--- EXTRACTED RECORDS Enclosed Below ---
PR #2245, opened 2022-03-01
Add promotion module

nvoers:
### Summary
Added proper permission management. Added restrictions on publish date (minimum one week from now). Remade emails; from one per request to one weekly email. Added status update actions.

### How to test
Steps to test the changes made

publish date:
1. Go to promotion requests
2. Click on add promotion request
3. Fill in date field

update actions:
1. Go to promotion requests
2. Select one or multiple requests
3. Select action to apply to requests


JobDoesburg:
Can you rebase on master :)

ColonelPhantom:
I didn't get this running, due to some dependency issue which I don't think is the fault of this PR :sweat_smile: 

Anyway, I think my review was only requested due to some other version.

website/promotion/admin.py
```diff
@@ -16,8 +16,49 @@ class PromotionRequestAdmin(admin.ModelAdmin):
...
+    mark_finished.short_description = ("Mark requests as finished")
+
+    def mark_published(self, request, queryset):
+        """Change the status of the event to published."""
+        self._change_published(request, queryset, PromotionRequest.PUBLISHED)
+
+    mark_published.short_description = ("Mark requests as published")
+
+    @staticmethod
+    def _change_published(request, queryset, status):
```
JobDoesburg, line 52: `request` param is actually unused here

website/promotion/apps.py
```diff
@@ -13,4 +13,4 @@ class PromotionConfig(AppConfig):
     def ready(self):
         """Import the signals when the app is ready."""
         # pylint: disable=unused-import,import-outside-toplevel
-        from . import signals
+        #from . import signals
```
JobDoesburg, line 16: I don't think this is what you want

website/promotion/admin.py
```diff
@@ -16,8 +16,49 @@ class PromotionRequestAdmin(admin.ModelAdmin):
...
+        queryset.update(status=status)
 
 
 @admin.register(PromotionChannel)
 class PromotionChannelAdmin(ModelAdmin):
-    pass
+    list_display = (
+        "name",
+    )
```
JobDoesburg, line 60: What does this change?

website/promotion/emails.py
```diff
@@ -1,16 +1,55 @@
...
+
+logger = logging.getLogger(__name__)
+
+def send_weekly_overview():
+
+    new_requests = services.get_new_requests(timezone.localtime())
+    upcoming_requests = services.get_upcoming_requests(timezone.localdate())
+
+    from_email = settings.PROMO_REQUEST_NOTIFICATION_ADDRESS
+    text_template = get_template("requests/weekly_overview.txt")
```
JobDoesburg, line 22: please use utils.send_email for sending emails and don't try things like setting language and translations or catching SMTP errors yourself in here.

website/promotion/forms.py
```diff
@@ -0,0 +1,33 @@
...
+            "channel",
+            "assigned_to",
+            "status",
+            "drive_folder",
+            "remarks",
+        ]
+    
+    def clean_publish_date(self):
+        publish_date = self.cleaned_data.get("publish_date")
+        create_time_minimum = publish_date - timezone.timedelta(weeks=1)
```
JobDoesburg, line 22: Let's make this timedelta a setting, because it feels like something that might change in the future

website/promotion/models.py
```diff
@@ -78,6 +79,15 @@ def __str__(self):
         if self.event:
             return _("Promotion request for ") + str(self.event)
         return _("Promotion request ") + str(self.pk)
+    
+    def clean(self):
+        super().clean()
+        errors = {}
+        if self.publish_date is None:
```
JobDoesburg, line 86: setting null and blank to False already does this check for you

website/promotion/services.py
```diff
@@ -0,0 +1,13 @@
+from django.utils import timezone
+from promotion.models import PromotionRequest
+
+def get_new_requests(end_date):
```
JobDoesburg, line 4: It would be nicer to implement this as a custom ModelManager, like in here for example https://docs.djangoproject.com/en/4.0/topics/db/managers/

JobDoesburg (changes requested):
I'm not sure if this is really what we want. People will not be able to create a request for less than a week, and I think if that's not allowed, committees will just skip the promo. So in the end I think this will result in a _less_ promotion instead of _better_ promo...

website/promotion/emails.py
```diff
@@ -1,16 +1,30 @@
...
 from django.conf import settings
 from django.utils.translation import gettext_lazy as _
-
 from utils.snippets import send_email
+from django.template.loader import get_template
+from promotion.models import PromotionRequest
+
+logger = logging.getLogger(__name__)
+
+def send_weekly_overview():
```
JobDoesburg, line 12: To send this every week, a management command calling this function should be created, and a cronjob should be added to https://github.com/svthalia/concrexit/blob/c9762db146168569870d2936179e0a92041bb3a4/infra/nixos/concrexit.nix#L230-L250

JobDoesburg (changes requested):
Looks good, apart from this one comment

JobDoesburg (approved):

nvoers:
@JobDoesburg yeah all fine!

PR #2254, opened 2022-03-09
Make price serializers match PaymentAmountField

ColonelPhantom:
@TippieCodes ran into an issue with the API crashing on serializing certain fields, apparently a bogus high fine.

I found out that this is because the serializer has a lower `max_digits` than `PaymentAmountField`.

I fixed this both for fines, and the other `DecimalField` serializers I could find that were related to `PaymentAmountField`s.

### How to test
1. Create an event with a huge fine (6 digits or more)
2. Open the event list in the API
3. Observe that it does not crash


JobDoesburg:
I would be in favor of creating our own PaymentAmountSerializerField

ColonelPhantom:
I added the custom `PaymentAmountSerializer`. There are some remaining usages of `DecimalField`, we may want to check if those are still appropriate (e.g. for contribution, which I guess is not really Thalia Pay but is a payment). I asked `ripgrep` to make me a list of where (excluding migrations and inheritance):
```
website/sales/api/v2/admin/serializers/shift.py
43:    total_revenue = serializers.DecimalField(

website/registrations/forms.py
152:    contribution = forms.DecimalField(

website/payments/api/v2/serializers/payable_detail.py
1:from rest_framework.fields import CharField, DecimalField, BooleanField
10:    amount = DecimalField(decimal_places=2, max_digits=1000, source="payment_amount")

website/payments/api/v2/admin/serializers/payable_detail.py
1:from rest_framework.fields import CharField, ListField, DecimalField
20:    amount = DecimalField(decimal_places=2, max_digits=1000, source="payment_amount")

website/payments/api/v2/serializers/payment_user.py
1:from rest_framework.fields import DecimalField, BooleanField
8:    tpay_balance = DecimalField(decimal_places=2, max_digits=1000)

```

JobDoesburg (approved):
--- End of Enclosed EXTRACTED RECORDS ---
§ WORK INSTRUCTION:
Would you output all the records above exactly as written?

§ SOLVED EXERCISE:
PR #2245, opened 2022-03-01
Add promotion module

nvoers:
### Summary
Added proper permission management. Added restrictions on publish date (minimum one week from now). Remade emails; from one per request to one weekly email. Added status update actions.

### How to test
Steps to test the changes made

publish date:
1. Go to promotion requests
2. Click on add promotion request
3. Fill in date field

update actions:
1. Go to promotion requests
2. Select one or multiple requests
3. Select action to apply to requests


JobDoesburg:
Can you rebase on master :)

ColonelPhantom:
I didn't get this running, due to some dependency issue which I don't think is the fault of this PR :sweat_smile: 

Anyway, I think my review was only requested due to some other version.

website/promotion/admin.py
```diff
@@ -16,8 +16,49 @@ class PromotionRequestAdmin(admin.ModelAdmin):
...
+    mark_finished.short_description = ("Mark requests as finished")
+
+    def mark_published(self, request, queryset):
+        """Change the status of the event to published."""
+        self._change_published(request, queryset, PromotionRequest.PUBLISHED)
+
+    mark_published.short_description = ("Mark requests as published")
+
+    @staticmethod
+    def _change_published(request, queryset, status):
```
JobDoesburg, line 52: `request` param is actually unused here

website/promotion/apps.py
```diff
@@ -13,4 +13,4 @@ class PromotionConfig(AppConfig):
     def ready(self):
         """Import the signals when the app is ready."""
         # pylint: disable=unused-import,import-outside-toplevel
-        from . import signals
+        #from . import signals
```
JobDoesburg, line 16: I don't think this is what you want

website/promotion/admin.py
```diff
@@ -16,8 +16,49 @@ class PromotionRequestAdmin(admin.ModelAdmin):
...
+        queryset.update(status=status)
 
 
 @admin.register(PromotionChannel)
 class PromotionChannelAdmin(ModelAdmin):
-    pass
+    list_display = (
+        "name",
+    )
```
JobDoesburg, line 60: What does this change?

website/promotion/emails.py
```diff
@@ -1,16 +1,55 @@
...
+
+logger = logging.getLogger(__name__)
+
+def send_weekly_overview():
+
+    new_requests = services.get_new_requests(timezone.localtime())
+    upcoming_requests = services.get_upcoming_requests(timezone.localdate())
+
+    from_email = settings.PROMO_REQUEST_NOTIFICATION_ADDRESS
+    text_template = get_template("requests/weekly_overview.txt")
```
JobDoesburg, line 22: please use utils.send_email for sending emails and don't try things like setting language and translations or catching SMTP errors yourself in here.

website/promotion/forms.py
```diff
@@ -0,0 +1,33 @@
...
+            "channel",
+            "assigned_to",
+            "status",
+            "drive_folder",
+            "remarks",
+        ]
+    
+    def clean_publish_date(self):
+        publish_date = self.cleaned_data.get("publish_date")
+        create_time_minimum = publish_date - timezone.timedelta(weeks=1)
```
JobDoesburg, line 22: Let's make this timedelta a setting, because it feels like something that might change in the future

website/promotion/models.py
```diff
@@ -78,6 +79,15 @@ def __str__(self):
         if self.event:
             return _("Promotion request for ") + str(self.event)
         return _("Promotion request ") + str(self.pk)
+    
+    def clean(self):
+        super().clean()
+        errors = {}
+        if self.publish_date is None:
```
JobDoesburg, line 86: setting null and blank to False already does this check for you

website/promotion/services.py
```diff
@@ -0,0 +1,13 @@
+from django.utils import timezone
+from promotion.models import PromotionRequest
+
+def get_new_requests(end_date):
```
JobDoesburg, line 4: It would be nicer to implement this as a custom ModelManager, like in here for example https://docs.djangoproject.com/en/4.0/topics/db/managers/

JobDoesburg (changes requested):
I'm not sure if this is really what we want. People will not be able to create a request for less than a week, and I think if that's not allowed, committees will just skip the promo. So in the end I think this will result in a _less_ promotion instead of _better_ promo...

website/promotion/emails.py
```diff
@@ -1,16 +1,30 @@
...
 from django.conf import settings
 from django.utils.translation import gettext_lazy as _
-
 from utils.snippets import send_email
+from django.template.loader import get_template
+from promotion.models import PromotionRequest
+
+logger = logging.getLogger(__name__)
+
+def send_weekly_overview():
```
JobDoesburg, line 12: To send this every week, a management command calling this function should be created, and a cronjob should be added to https://github.com/svthalia/concrexit/blob/c9762db146168569870d2936179e0a92041bb3a4/infra/nixos/concrexit.nix#L230-L250

JobDoesburg (changes requested):
Looks good, apart from this one comment

JobDoesburg (approved):

nvoers:
@JobDoesburg yeah all fine!

PR #2254, opened 2022-03-09
Make price serializers match PaymentAmountField

ColonelPhantom:
@TippieCodes ran into an issue with the API crashing on serializing certain fields, apparently a bogus high fine.

I found out that this is because the serializer has a lower `max_digits` than `PaymentAmountField`.

I fixed this both for fines, and the other `DecimalField` serializers I could find that were related to `PaymentAmountField`s.

### How to test
1. Create an event with a huge fine (6 digits or more)
2. Open the event list in the API
3. Observe that it does not crash


JobDoesburg:
I would be in favor of creating our own PaymentAmountSerializerField

ColonelPhantom:
I added the custom `PaymentAmountSerializer`. There are some remaining usages of `DecimalField`, we may want to check if those are still appropriate (e.g. for contribution, which I guess is not really Thalia Pay but is a payment). I asked `ripgrep` to make me a list of where (excluding migrations and inheritance):
```
website/sales/api/v2/admin/serializers/shift.py
43:    total_revenue = serializers.DecimalField(

website/registrations/forms.py
152:    contribution = forms.DecimalField(

website/payments/api/v2/serializers/payable_detail.py
1:from rest_framework.fields import CharField, DecimalField, BooleanField
10:    amount = DecimalField(decimal_places=2, max_digits=1000, source="payment_amount")

website/payments/api/v2/admin/serializers/payable_detail.py
1:from rest_framework.fields import CharField, ListField, DecimalField
20:    amount = DecimalField(decimal_places=2, max_digits=1000, source="payment_amount")

website/payments/api/v2/serializers/payment_user.py
1:from rest_framework.fields import DecimalField, BooleanField
8:    tpay_balance = DecimalField(decimal_places=2, max_digits=1000)

```

JobDoesburg (approved):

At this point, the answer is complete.